Source data.
Issue #321, opened 2019-09-03
Settings commands


kstola2:
Currently `config.json` has the following structure:
```
{
    "Version": 1,
    "InitialAurumSupply": 50000000,
    "Port": "12000",
    "BlockProductionInterval": "20s",
    "Localhost": true
}
```

In an effort to make changes easier, create a separate `main.go` which will be a produce a binary that can change a particular configuration setting depending on what flag is specified.

So theoretically you would be able to run `someBinary -port 35000` and that would go into the `config.json` file and change the port.

Resource: https://golang.org/pkg/flag/

HarryL5004:
Completed

PR #327, opened 2019-09-09
Settings Commands

HarryL5004:
Issue #321

### DIFF
--- a/config/main.go
+++ b/config/main.go
@@ -1,0 +1,64 @@
+package main
+
+import (
+	"encoding/json"
+	"flag"
+	"io/ioutil"
+	"log"
+	"os"
+	"strings"
+
+	"github.com/SIGBlockchain/project_aurum/internal/config"
+)
+
+func main() {
+	//open configuration file
+	configFile, err := os.Open("../cmd/config.json")
+	if err != nil {
+		log.Fatal("Failed to load configuration file : " + err.Error())
+	}
+	defer configFile.Close()
+
+	cfgData, err := ioutil.ReadAll(configFile)
+	if err != nil {
+		log.Fatal("Failed to read configuration file : " + err.Error())
+	}
+
+	cfg := config.Config{}
+	if err := json.Unmarshal(cfgData, &cfg); err != nil {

What is being asked.
Every line above in which the word "Issue" occurs needs to be copied.

Answer to this exercise.
Issue #321, opened 2019-09-03
Issue #321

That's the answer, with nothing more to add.